Sequental Tart found Kamui's identity mysterious; he is featured as a caring child to Kotori Monou in a flashback, but he appears as a rude teenager when meeting her again. His fight scenes were noted to be violent in contrast to the lighthearted moments that seem to work as comic relief. As a result, the reviewer said that it is difficult to analyze the series' first volume. Comic Book Bin said that despite the aspects of the work and the way the subplots are handled, X still maintains an interesting narrative. As the manga progressed, the reviewer felt the manga became more polished and looked forward to the climax when it is written. Kamui's growing character arc was the subject of a positive mention as Manga News also enjoyed his early appearances and the formation of the Dragons of Heaven as they befriend each other. Reviewers felt Fuma Monou is one of the most brutal antagonists of Clamp's career and in shōjo in general because of this gruesome murder of Kotori and how he then causes earthquakes to destroy Tokyo. Anime News Network found that the series had many types of characters for Dragons of Heaven and Dragons of Earth that are given enough screen time in the buildup to the Holy War to interact and fight until the manga's eighth volume when the narrative takes a different route.
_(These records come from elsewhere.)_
Issue #252, opened 2019-01-22
Handle passwords that are already encrypted


mattbsox:
We need to determine if we have a password that is already encrypted in a properties file or from the command line before it gets passed to the securityUltility for encryption.

scottkurz:
Fixed by #255

PR #255, opened 2019-01-23
Adding check for already encoded DB password

mattbsox:
- Checking error message for an InvalidPasswordEncodingException
- Refactored LibertyServerConfigGenerator, BoostUtil, SpringBootUtil, and LibertyBoosterUtil to use BoostLoggers
- Added test to check properties written to bootstrap.properties


mattbsox:
Fixes #252

PR #256, opened 2019-01-24
Updating boost-gradle to run on Gradle 5.1.1

### LINKED ISSUE #254: Spring 1.5 tests failing when run with Gradle 5.x
The Spring 1.5 Gradle plugin will not be supporting Gradle 5.x. We'll need to add a 4.x wrapper to run the tests with.

We should also document this somewhere in the repo and add a warning that gets displayed with in the Gradle plugin.

mattbsox:
Changed Spring Boot 1.5 tests to use Gradle 4.10 wrapper rather than the project wrapper
Updated Spring Boot 1.5 Gradle plugin verison
Updated the boost-gradle wrapper version from 4.8 to 5.1.1

Fixes #254


mattbsox:
I'll add something to the boost-gradle readme about that.

scottkurz:
Dumb question, but is this only relevant when building/developing boost ?  (As opposed to using boost)

mattbsox:
Different Gradle versions can behave differently which can cause some plugins to break when they're used. Just making sure we're good to run on 5.x. The reason for all the commits is that Travis keeps killing off a daemon while the tests are running so I'm trying to figure that out right now.

scottkurz:
Weird.. my question comes from the fact I must have somehow been looking at only one of your 8 commits rather than the full set.   When I saw what seemed to be your change I asked if it was only relevant when building the boost plugin..but nevermind now.  Thx.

As the second half begins, the same website also noted that the narrative becomes progressively darker because of the number of dead characters as Clamp moves the plot towards the Armageddon; they also mentioned the events that causes all the deaths.

Fans reading the series have wondered whether Clamp was hinting at a romantic relationship between Kamui and Fuma. Sequental Art commented on homoerotic tones during a few scenes. In response, in the book Understanding Manga and Anime writer Robin E. Brenner claims Clamp had no intention of suggesting a romantic relationship between the two as he compared them with the more explicit relationship Subaru had with Seishiro. Manga News noted the pair had one of the most anticipated fights in the series because of the long history they have in Tokyo Babylon and called their final duel tragic. In Manga: The Complete Guide, Jason Thompson wrote "even without a proper ending, the series has a lot going for it", and felt the major storytelling centering around destiny was appealing despite not finding it Clamp's best strength.
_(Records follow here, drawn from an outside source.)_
PR #257, opened 2019-01-25
Use reflection to find boosters

chyt:
With this PR, each booster must:
- exist in the `io.openliberty.boost.common.boosters` package
- extend `AbstractBoosterConfig`
- have a constructor with signature `Map<String, String> dependencies, BoostLoggerI logger`
- be annotated with `@BoosterCoordinates(<group-id:artifact-id>)`

This PR also fixes a bug with system properties not being unset in the boost-common JUnit tests. For tests that need to manipulate system properties, add the following rule to ensure that the original system properties are restored after the end of the test execution:

```
@Rule
public final RestoreSystemProperties restoreSystemProperties = new RestoreSystemProperties();
```


boost-common/src/main/java/io/openliberty/boost/common/config/BoosterConfigurator.java
```diff
@@ -0,0 +1,107 @@
...
+            List<AbstractBoosterConfig> boosterPackConfigurators, String warName, BoostLoggerI logger) throws Exception {
+
+        LibertyServerConfigGenerator serverConfig = new LibertyServerConfigGenerator(libertyServerPath, logger);
+
+        // Loop through configuration objects and get features and XML config
+        // (if any)
+        for (AbstractBoosterConfig configurator : boosterPackConfigurators) {
+            serverConfig.addFeature(configurator.getFeature());
+            serverConfig.addBoosterConfig(configurator);
+        }
```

Clamp's illustrations such as the dream sequences, Seishiro's horror-based spells, and the outstanding designs of Kamui and Hinoto were also the subject of praise. The Fandom Post also enjoyed the artwork, mostly praising the way action sequences are drawn Manga News found the early artwork of the series like Clamp's other works, such as RG Veda and Tokyo Babylon but with a different style than Angelic Layer and Cardcaptor Sakura as it features mostly androgynous characters. Comic Book Bin praised the handling of the fight scenes by the artists especially the backgrounds, which "depict energy and magic unleashed in a fast and furious display". Because of the manga's long serialization, critics noted that the artwork evolved, making it as appealing as later Clamp works like Tsubasa: Reservoir Chronicle and Angelic Layer. However, Anime News Network felt the violent imagery portrayed by Clamp throughout earthquakes and murder scenes in X was too disturbing for the Monthly Asuka demographic and cancelled it. Although the manga returned following its controversial cancellation, the planned ending was even more gruesome causing its cancellation again. Thompson simply regarded the art as "absolutely gorgeous".